Leia também: Elias Vaz questiona aumento dos preços dos combustíveis
“Os exemplos que temos de biomas conservados sempre tiveram a participação direta dos atores sociais, da população que vive nesses ambientes. Não são os ribeirinhos que acabam com a pesca, não são os indígenas que degradam a Amazônia. Os processos de monocultivos e de intensificação tecnológica, às vezes em áreas impróprias, é que são os grandes causadores dos impactos ambientais”, ressalta.
Para o pesquisador, mais concreta que a ameaça de privatização da empresa, está a ameaça de privatização dos projetos. “Não precisa privatizar a empresa, pode privatizar os projetos. Se não tem grana mais para subsidiar um plano de apoio à reforma agrária, se não tiver política pública que trate dessas questões, o que vai sobrar? Vai sobrar a venda de projetos para quem possa pagar por eles”, lamenta.

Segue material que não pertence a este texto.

PR #965, opened 2020-07-06
Add Environment Variable directive parsing

fredrikhr:
# TL;DR

* Adds a new extension method `UseEnvironmentVariableDirective()` to `CommandLineBuilder` enabling to control process-level environment variables for the invocation pipeline from command-line directives.  
   The new directive is: `env`.

# Details

As part of the discussion in #951 the need for an environment variable directive could be benefitial for invocations as well.

This PR adds a parser that intercepts the `env` directive and extracts a `=` separated key-value-pair from the directive value.

## Added to `UseDefaults()`

Since the ability to easily control process-level environment variables is quite useful, I propose that we should add the environment variable directive to the `UseDefaults()` extension method on `CommandLineBuilder`.

This directive is especially useful in shells (most notably on Windows) where specifying variables during process invocation is not possible without modifying the environment variables of the hosting shell.

# Behaviour

The value specified in the `env` directive is expected to contain a `=` separated key-value-pair. 

1. The value of the directive is split into two parts at the first ocurrence of `=`.  
    The first component is considered to be the environment variable to set, the second component is the new value for the variable.
2. Both the variable name and the value are trimmed, stripping leading and trailing whitespace.
3. `System.Envrionment.SetEnvironmentVariable(string variable, string value)` is invoked, setting the variable at process-level, overriding the existing value (if any).

## Invalid Directives

An `env`-directive is ignored if:

* The value of the directive (the text following the `:` in the directive argument) is an empty or white-space only string.
* The value of the directive does not contain at least one `=` character.
* The string preceeding the first `=` in the directive value is an empty or white-space only string.

## Limitations

This directive cannot modify the behaviour of the .NET Runtime that is controlled by environment variables. When the `env`-directive is parsed, the .NET Runtime Host has already booted the runtime and envaluated the environment variables at process launch.

Environment variables that are controlled by the .NET Generic Host can be affected by this directive, provided that the Generic Host is started **after** the invocation pipeline has parsed `env`-directives, or after the pipeline has finished.

## Invocation Pipeline precedence

The middle to parse the `env`-directives is added immediately following the `ExceptionHandler` middleware to ensure that environment variables are parsed as early in the pipeline as possible. `Envrionment.SetEnvironmentVariable` might throw an exception for weird combinatinations for variable names, and these exception should be handled and printed properly using the exception-handling middleware (if present in the pipeline).

### DIFF
--- a/src/System.CommandLine.Tests/EnvironmentVariableDirectiveTests.cs
+++ b/src/System.CommandLine.Tests/EnvironmentVariableDirectiveTests.cs
@@ -3,6 +3,7 @@ using System.Collections.Generic;
 using System.CommandLine.Builder;
 using System.CommandLine.Invocation;
 using System.CommandLine.Parsing;
+using System.Linq;
 using System.Text;
 using System.Threading.Tasks;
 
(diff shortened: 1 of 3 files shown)


src/System.CommandLine.Tests/EnvironmentVariableDirectiveTests.cs
```diff
@@ -0,0 +1,185 @@
...
+        {
+            bool asserted = false;
+            string variable = $"TEST_ENVIRONMENT_VARIABLE{randomizer.Next()}";
+            const string value = "This is a test";
+            var rootCommand = new RootCommand
+            {
+                Handler = CommandHandler.Create(() =>
+                {
+                    asserted = true;
+                    Assert.Equal(value, Environment.GetEnvironmentVariable(variable));
```
jonsequitur, line 29: Prefer the use of FluentAssertions.

src/System.CommandLine/Builder/CommandLineBuilderExtensions.cs
```diff
@@ -228,11 +228,36 @@ public static CommandLineBuilder CancelOnProcessTermination(this CommandLineBuil
...
+            builder.AddMiddleware((context, next) =>
+            {
+                if (context.ParseResult.Directives.TryGetValues("env", out var directives))
+                {
+                    foreach (var envDirective in directives)
+                    {
+                        var components = envDirective.Split(new[] { '=' }, count: 2);
+                        var variable = components.Length > 0 ? components[0].Trim() : string.Empty;
+                        if (string.IsNullOrEmpty(variable) || components.Length < 2)
+                            continue;
```
jonsequitur, line 243: Please add braces.

src/System.CommandLine.Tests/EnvironmentVariableDirectiveTests.cs
```diff
@@ -0,0 +1,185 @@
...
+{
+    public class EnvironmentVariableDirectiveTests
+    {
+        private static readonly Random randomizer = new Random(Seed: 456476756);
+
+        [Fact]
+        public static async Task Sets_environment_variable_to_value()
+        {
+            bool asserted = false;
+            string variable = $"TEST_ENVIRONMENT_VARIABLE{randomizer.Next()}";
```
jonsequitur, line 22: Rather than repeating this setup, you could assign the environment variable name to a field in the constructor.

KathleenDollard:
@fredrikhr Thanks for this!

src/System.CommandLine.Tests/EnvironmentVariableDirectiveTests.cs
fredrikhr: 0f75261

src/System.CommandLine/Builder/CommandLineBuilderExtensions.cs
fredrikhr: b755924

src/System.CommandLine.Tests/EnvironmentVariableDirectiveTests.cs
fredrikhr: 51bd07b

jonsequitur:
Thanks @fredrikhr!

Ele usa como exemplo a situação dos fertilizantes, em que o Brasil tem uma dependência de quase 90% do potássio que se usa na agricultura e por isso se tornou dependente de insumos importados.

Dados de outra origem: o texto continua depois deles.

PR #972, opened 2020-07-12
Improved lookups

jonsequitur:
This improves a number of lookups by shifting from iterations to `HashSet` and `Dictionary` lookups. 

It also adds a `SymbolResult.FindResultFor` method which can be used to simplify the usage of `ParseArgument<T>` by providing a more robust mechanism than traversing the result tree.

### DIFF
--- a/src/System.CommandLine/Option.cs
+++ b/src/System.CommandLine/Option.cs
@@ -56,7 +56,7 @@ namespace System.CommandLine
 
         private protected override void ChooseNameForUnnamedArgument(Argument argument)
         {
-            argument.Name = Aliases[0].ToLower();
+            argument.Name = Name.ToLower();
         }
     }
 }
--- a/src/System.CommandLine/Parsing/StringExtensions.cs
+++ b/src/System.CommandLine/Parsing/StringExtensions.cs
@@ -566,7 +566,8 @@ namespace System.CommandLine.Parsing
 
             for (var commandAliasIndex = 0; commandAliasIndex < command.RawAliases.Count; commandAliasIndex++)
             {
-                var commandAlias = command.RawAliases[commandAliasIndex];
+                var commandAlias = command.RawAliases.ToArray()[commandAliasIndex];
+                
                 tokens.Add(
                     commandAlias,
                     new Token(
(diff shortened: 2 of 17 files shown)


src/System.CommandLine/Parsing/StringExtensions.cs
```diff
@@ -566,7 +566,8 @@ IEnumerable<string> SplitLine(string line)
 
             for (var commandAliasIndex = 0; commandAliasIndex < command.RawAliases.Count; commandAliasIndex++)
             {
-                var commandAlias = command.RawAliases[commandAliasIndex];
+                var commandAlias = command.RawAliases.ToArray()[commandAliasIndex];
```
Keboo, line 569: Any reason to not use ElementAt here?
```suggestion
                var commandAlias = command.RawAliases.ElementAt(commandAliasIndex);
```

src/System.CommandLine/Parsing/StringExtensions.cs
```diff
@@ -579,7 +580,7 @@ IEnumerable<string> SplitLine(string line)
 
                     for (var childAliasIndex = 0; childAliasIndex < child.RawAliases.Count; childAliasIndex++)
                     {
-                        var childAlias = child.RawAliases[childAliasIndex];
+                        var childAlias = child.RawAliases.ToArray()[childAliasIndex];
```
Keboo, line 583: Any reason to not use ElementAt here?
```suggestion
                        var childAlias = child.RawAliases.ElementAt(childAliasIndex);
```

src/System.CommandLine/Option.cs
```diff
@@ -56,7 +56,7 @@ public virtual Argument Argument
 
         private protected override void ChooseNameForUnnamedArgument(Argument argument)
         {
-            argument.Name = Aliases[0].ToLower();
+            argument.Name = Name.ToLower();
```
Keboo, line 59: This is a subtle difference here. Assuming an explicit name is not specified, it appears that going to `Name` will switch to using the longest alias rather than the first one. Should we add another test to cover this behavior?

src/System.CommandLine/Parsing/StringExtensions.cs
jonsequitur: None at all. A coupe of these were stabs at moving to `for` loops that dead ended at the `HashSet`.

src/System.CommandLine/Option.cs
jonsequitur: I'm not too worried about testing emergent behaviors until we're out of beta. If someone was relying on this it will break them but I suspect the new behavior is more robust in any case.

“Se a gente não tem a matéria prima, a rota tecnológica e nem a logística qual seria o nosso papel? Então, tem muita coisa que a velha e boa agronomia já fez e que foi deixada de lado: pousio, rotação de cultura, quebra vento, controle biológico de pragas, cobertura verde que vai incorporar a matéria orgânica e sequestrar carbono no solo. Tem muitas alternativas que se praticaram no passado e das quais esse modelo de agricultura abdicou. Abriu mão delas para trabalhar num modelo que depende quase que 100% de insumos sobre os quais os agricultores ou os produtores rurais não tem controle.”
Transforma Embrapa e os “novos tempos”
João Carlos Costa Gomes adverte que o projeto Transforma Embrapa chega com um discurso de “adequação aos novos tempos”. Ou seja, um tempo em que o determinante já não é mais a tecnologia, mas o conhecimento e a informação. Um tempo em que é preciso aumentar a conexão com o mercado.
“Até causa estranheza o fato do Transforma Embrapa estar sendo patrocinado por algumas organizações (privadas) da agricultura brasileira. Que contrataram uma fundação para fazer uma consultoria e um estudo sobre uma transformação na Embrapa da qual a maioria dos empregados não tem conhecimento e não estão participando.”
De acordo com o pesquisador, a Confederação Nacional da Agricultura (CNA) e Serviço Nacional de Aprendizagem Rural (SENAR) contrataram uma fundação para realizar esse estudo.
“E com o discurso de que tem que enxugar, fazer economia, racionalizar recursos. Quando estamos, desde 2016 com recursos cada vez mais escassos. Não tem mais o que economizar. Não temos mais praticamente recursos para botar a máquina a operar”, lamenta.
O pesquisador ressalta que se não fossem esses dois anos de pandemia, quando boa parte dos empregados da Embrapa ficaram em teletrabalho, faltaria recursos até para renovação de frota, para consertar um pneu do carro para que ele possa andar.